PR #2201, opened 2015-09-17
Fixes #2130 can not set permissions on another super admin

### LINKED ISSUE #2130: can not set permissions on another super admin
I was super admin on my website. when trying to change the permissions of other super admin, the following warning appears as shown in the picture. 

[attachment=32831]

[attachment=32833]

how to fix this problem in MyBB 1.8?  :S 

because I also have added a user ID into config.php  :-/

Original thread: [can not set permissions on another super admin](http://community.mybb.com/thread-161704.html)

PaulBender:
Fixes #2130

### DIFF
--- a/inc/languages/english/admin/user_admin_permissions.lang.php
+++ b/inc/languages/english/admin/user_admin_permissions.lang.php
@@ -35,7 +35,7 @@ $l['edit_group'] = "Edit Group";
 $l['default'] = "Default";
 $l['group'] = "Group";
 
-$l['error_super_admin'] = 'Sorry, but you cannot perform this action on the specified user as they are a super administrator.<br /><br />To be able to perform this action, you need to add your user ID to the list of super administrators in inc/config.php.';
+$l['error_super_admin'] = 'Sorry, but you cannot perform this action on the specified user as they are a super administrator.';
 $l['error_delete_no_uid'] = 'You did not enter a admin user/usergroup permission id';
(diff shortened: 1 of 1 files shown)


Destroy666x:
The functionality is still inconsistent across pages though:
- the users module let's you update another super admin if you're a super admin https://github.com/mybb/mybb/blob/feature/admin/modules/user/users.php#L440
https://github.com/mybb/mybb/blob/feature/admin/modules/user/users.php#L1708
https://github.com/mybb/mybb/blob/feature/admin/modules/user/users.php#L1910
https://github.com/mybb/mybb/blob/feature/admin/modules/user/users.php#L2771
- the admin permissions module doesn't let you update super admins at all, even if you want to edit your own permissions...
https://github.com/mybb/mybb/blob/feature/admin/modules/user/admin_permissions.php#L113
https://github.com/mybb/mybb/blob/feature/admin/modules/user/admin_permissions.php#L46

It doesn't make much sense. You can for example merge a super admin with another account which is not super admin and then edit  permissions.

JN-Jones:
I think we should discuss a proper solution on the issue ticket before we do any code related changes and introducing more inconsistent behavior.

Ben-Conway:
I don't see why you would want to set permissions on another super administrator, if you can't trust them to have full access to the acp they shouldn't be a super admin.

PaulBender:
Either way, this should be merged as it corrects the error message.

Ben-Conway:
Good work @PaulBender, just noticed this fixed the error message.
++++
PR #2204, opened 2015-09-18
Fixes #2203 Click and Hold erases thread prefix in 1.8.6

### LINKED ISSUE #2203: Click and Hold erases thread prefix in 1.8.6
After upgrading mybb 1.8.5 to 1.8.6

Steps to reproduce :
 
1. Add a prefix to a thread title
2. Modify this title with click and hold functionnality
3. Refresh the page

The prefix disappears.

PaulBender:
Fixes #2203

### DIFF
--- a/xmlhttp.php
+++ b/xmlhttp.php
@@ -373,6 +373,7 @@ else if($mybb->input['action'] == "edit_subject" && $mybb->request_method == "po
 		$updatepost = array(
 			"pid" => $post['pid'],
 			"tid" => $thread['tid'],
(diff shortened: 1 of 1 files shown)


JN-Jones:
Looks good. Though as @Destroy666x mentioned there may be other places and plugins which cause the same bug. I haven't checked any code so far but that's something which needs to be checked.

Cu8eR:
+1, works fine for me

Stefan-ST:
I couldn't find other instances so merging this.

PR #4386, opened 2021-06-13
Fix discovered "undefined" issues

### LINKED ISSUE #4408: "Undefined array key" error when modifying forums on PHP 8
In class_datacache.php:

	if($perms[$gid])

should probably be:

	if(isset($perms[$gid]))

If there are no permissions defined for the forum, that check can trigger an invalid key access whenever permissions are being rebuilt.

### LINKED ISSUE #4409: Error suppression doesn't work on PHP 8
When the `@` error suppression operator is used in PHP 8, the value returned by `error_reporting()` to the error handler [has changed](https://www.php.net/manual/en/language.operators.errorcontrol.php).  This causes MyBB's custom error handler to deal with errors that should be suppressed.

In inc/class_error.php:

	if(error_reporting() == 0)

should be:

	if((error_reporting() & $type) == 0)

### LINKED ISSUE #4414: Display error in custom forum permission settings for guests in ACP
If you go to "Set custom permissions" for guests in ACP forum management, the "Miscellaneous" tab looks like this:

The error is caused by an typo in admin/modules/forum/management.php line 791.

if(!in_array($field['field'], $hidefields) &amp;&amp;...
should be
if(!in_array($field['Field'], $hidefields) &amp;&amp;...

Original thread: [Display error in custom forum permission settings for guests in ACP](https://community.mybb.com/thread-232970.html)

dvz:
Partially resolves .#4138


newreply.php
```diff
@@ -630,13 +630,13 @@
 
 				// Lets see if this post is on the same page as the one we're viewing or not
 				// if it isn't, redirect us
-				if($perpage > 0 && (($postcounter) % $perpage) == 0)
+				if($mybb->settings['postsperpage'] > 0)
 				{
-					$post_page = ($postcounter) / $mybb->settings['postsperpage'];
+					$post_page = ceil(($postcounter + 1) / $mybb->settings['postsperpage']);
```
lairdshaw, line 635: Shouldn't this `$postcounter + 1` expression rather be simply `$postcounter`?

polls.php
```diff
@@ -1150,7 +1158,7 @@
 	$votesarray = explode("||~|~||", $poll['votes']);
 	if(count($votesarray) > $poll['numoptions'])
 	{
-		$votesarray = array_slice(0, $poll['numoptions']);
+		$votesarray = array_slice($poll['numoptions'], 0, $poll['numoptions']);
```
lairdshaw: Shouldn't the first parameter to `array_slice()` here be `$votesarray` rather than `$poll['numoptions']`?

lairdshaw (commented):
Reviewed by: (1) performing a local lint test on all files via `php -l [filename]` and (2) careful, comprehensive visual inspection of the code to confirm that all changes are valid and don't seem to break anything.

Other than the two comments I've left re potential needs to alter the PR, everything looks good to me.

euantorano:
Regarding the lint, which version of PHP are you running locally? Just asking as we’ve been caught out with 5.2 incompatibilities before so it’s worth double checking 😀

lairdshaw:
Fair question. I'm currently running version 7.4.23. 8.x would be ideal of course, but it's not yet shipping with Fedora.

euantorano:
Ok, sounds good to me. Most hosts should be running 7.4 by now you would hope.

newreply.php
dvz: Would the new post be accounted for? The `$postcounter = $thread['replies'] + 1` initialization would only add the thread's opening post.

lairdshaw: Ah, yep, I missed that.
++++
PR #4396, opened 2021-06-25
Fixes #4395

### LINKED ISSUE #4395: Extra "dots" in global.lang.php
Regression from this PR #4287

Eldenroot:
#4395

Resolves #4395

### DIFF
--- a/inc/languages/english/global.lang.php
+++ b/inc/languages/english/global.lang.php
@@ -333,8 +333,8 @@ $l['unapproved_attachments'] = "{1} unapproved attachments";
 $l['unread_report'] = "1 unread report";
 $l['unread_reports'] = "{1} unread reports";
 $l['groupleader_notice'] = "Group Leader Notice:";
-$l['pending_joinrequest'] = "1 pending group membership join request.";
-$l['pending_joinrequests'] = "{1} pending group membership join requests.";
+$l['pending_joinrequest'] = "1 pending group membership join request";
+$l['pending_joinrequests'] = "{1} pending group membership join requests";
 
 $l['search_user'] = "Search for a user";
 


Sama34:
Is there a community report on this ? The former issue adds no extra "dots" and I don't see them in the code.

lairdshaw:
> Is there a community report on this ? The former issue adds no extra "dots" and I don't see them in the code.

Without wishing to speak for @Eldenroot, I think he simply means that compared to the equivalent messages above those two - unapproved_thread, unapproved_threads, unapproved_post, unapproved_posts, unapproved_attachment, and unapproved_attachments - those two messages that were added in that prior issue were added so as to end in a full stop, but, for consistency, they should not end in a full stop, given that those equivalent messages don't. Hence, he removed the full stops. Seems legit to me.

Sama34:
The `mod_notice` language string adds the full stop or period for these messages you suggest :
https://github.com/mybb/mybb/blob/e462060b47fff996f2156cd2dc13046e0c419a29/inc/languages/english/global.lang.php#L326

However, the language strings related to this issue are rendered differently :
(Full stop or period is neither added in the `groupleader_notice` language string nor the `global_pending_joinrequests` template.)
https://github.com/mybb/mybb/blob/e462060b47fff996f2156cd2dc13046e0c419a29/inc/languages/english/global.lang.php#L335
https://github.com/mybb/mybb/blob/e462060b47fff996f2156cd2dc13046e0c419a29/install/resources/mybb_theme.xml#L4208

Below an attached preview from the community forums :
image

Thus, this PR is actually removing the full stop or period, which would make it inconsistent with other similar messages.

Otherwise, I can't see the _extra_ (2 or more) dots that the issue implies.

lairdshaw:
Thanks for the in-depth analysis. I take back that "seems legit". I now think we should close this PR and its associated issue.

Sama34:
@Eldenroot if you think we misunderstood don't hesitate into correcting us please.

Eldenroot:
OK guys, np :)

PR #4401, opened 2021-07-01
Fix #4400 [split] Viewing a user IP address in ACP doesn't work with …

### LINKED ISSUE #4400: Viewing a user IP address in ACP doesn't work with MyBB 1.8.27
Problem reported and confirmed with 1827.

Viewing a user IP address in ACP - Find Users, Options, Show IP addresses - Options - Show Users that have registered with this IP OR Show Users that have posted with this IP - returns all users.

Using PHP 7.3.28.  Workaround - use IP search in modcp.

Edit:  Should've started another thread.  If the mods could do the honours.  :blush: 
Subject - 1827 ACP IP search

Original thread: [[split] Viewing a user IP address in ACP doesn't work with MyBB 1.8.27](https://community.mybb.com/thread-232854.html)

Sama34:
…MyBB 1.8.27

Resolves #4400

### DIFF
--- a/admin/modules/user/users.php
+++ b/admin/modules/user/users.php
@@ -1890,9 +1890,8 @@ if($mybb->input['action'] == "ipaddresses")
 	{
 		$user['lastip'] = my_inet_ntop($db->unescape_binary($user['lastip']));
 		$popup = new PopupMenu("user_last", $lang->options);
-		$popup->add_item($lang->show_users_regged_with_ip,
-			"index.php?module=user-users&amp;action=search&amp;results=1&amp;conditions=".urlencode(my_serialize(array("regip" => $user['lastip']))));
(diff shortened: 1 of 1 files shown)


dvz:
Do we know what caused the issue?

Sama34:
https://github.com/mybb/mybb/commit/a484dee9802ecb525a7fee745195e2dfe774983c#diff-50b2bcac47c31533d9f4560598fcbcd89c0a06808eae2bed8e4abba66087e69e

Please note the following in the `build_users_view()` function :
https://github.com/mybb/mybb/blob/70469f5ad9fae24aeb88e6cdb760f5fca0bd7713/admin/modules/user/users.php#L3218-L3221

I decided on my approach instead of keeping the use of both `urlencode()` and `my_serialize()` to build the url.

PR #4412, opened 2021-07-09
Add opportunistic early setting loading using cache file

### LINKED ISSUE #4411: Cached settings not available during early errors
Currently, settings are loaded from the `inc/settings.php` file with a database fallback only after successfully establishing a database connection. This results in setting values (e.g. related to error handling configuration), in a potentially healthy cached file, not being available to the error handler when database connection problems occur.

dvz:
++++
> _PROBLEM TO WORK ON_
Output exactly one stretch of the listing: from the line containing "Without wishing to" through the line containing "PR #4401, opened 2021-07-01", both end lines included.

> _COMPLETED EXERCISE_
Without wishing to speak for @Eldenroot, I think he simply means that compared to the equivalent messages above those two - unapproved_thread, unapproved_threads, unapproved_post, unapproved_posts, unapproved_attachment, and unapproved_attachments - those two messages that were added in that prior issue were added so as to end in a full stop, but, for consistency, they should not end in a full stop, given that those equivalent messages don't. Hence, he removed the full stops. Seems legit to me.

Sama34:
The `mod_notice` language string adds the full stop or period for these messages you suggest :
https://github.com/mybb/mybb/blob/e462060b47fff996f2156cd2dc13046e0c419a29/inc/languages/english/global.lang.php#L326

However, the language strings related to this issue are rendered differently :
(Full stop or period is neither added in the `groupleader_notice` language string nor the `global_pending_joinrequests` template.)
https://github.com/mybb/mybb/blob/e462060b47fff996f2156cd2dc13046e0c419a29/inc/languages/english/global.lang.php#L335
https://github.com/mybb/mybb/blob/e462060b47fff996f2156cd2dc13046e0c419a29/install/resources/mybb_theme.xml#L4208

Below an attached preview from the community forums :
image

Thus, this PR is actually removing the full stop or period, which would make it inconsistent with other similar messages.

Otherwise, I can't see the _extra_ (2 or more) dots that the issue implies.

lairdshaw:
Thanks for the in-depth analysis. I take back that "seems legit". I now think we should close this PR and its associated issue.

Sama34:
@Eldenroot if you think we misunderstood don't hesitate into correcting us please.

Eldenroot:
OK guys, np :)

PR #4401, opened 2021-07-01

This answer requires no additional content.